How machine learning can support people with disabilities
Carlos Pereira from Livox speaks to Project Literacy
As part of the Project Literacy Lab initiative we have been working with some of the world’s best social entrepreneurs who are dedicated to closing the global literacy gap by 2030. In order to showcase some of the great work the Lab entrepreneurs are doing, we are kicking off a series of short interviews with our Lab alumni to inspire our supporters with stories of innovation, resilience and a deep passion for learning. For the first one, we invited Lab 2016 alumnus Carlos Pereira from Livox. Carlos in one of the brightest entrepreneurs in the world and has won many prizes for his work with Livox, including the Tech for Global Good Awards last November from the Tech Museum of Innovation.
What is Livox?
Livox is an alternative communication software that enables non-verbal people with disabilities to communicate and to learn. What makes it unique is its intelligent algorithms that makes it adjust itself to a wide range of disabilities as well as the usage of Machine Learning and Natural Language Processing to enable people with disabilities to communicate up to 20 times faster.
Why did you decide to found a start-up?
I’m a father of a 10-year-old girl named Clara that has Cerebral Palsy due to a medical mistake during my wife's labor. My company is one of many initiatives that we started in order to give my daughter a better life. Quickly, thousands of other people with disabilities started to use our solution and now we are changing the lives of many people with disabilities.
What is the most valuable lesson you've learned as an entrepreneur?
Actually I never think too much about this. I just had to do it because my daughter needed it. However if there's a key lesson that I learned is that it takes a long time to be a success! :)

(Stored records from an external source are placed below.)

PR #202, opened 2017-06-29
Pattern based evaluation (lintool/fourdrinier#18)

rosequ:
- Evaluation of E2E QA with TREC QA patterns 
- Updated the pipeline
- Updated the docs
@snapbug please have a look.


src/main/python/run_trecqa.py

Entrepreneurship, social innovation, and having a "start-up mindset" are all hot topics at the moment. Do you have any advice for aspiring entrepreneurs (or intrapreneurs working in large corporations)?
Yes. I do believe that social innovation must be stimulated. There are so many good opportunities waiting for a passionate entrepreneur to make them happen. Deep commitment is the key component for any entrepreneur.
What's next for you and Livox?
For decades, alternative communication devices have just emulated the same paradygm of paper cards grouped in sets of similar meaning. However, due to the complexity of communication, any device can become extremely complex with dozens of items on a screen. This is a major issue for people with motor or cognitive impairments since they have a hard time to finally find what they want to communicate. We call this, the Reciprocity Gap. It takes a long time for people with disabilities to either initiate a conversation or to answer questions.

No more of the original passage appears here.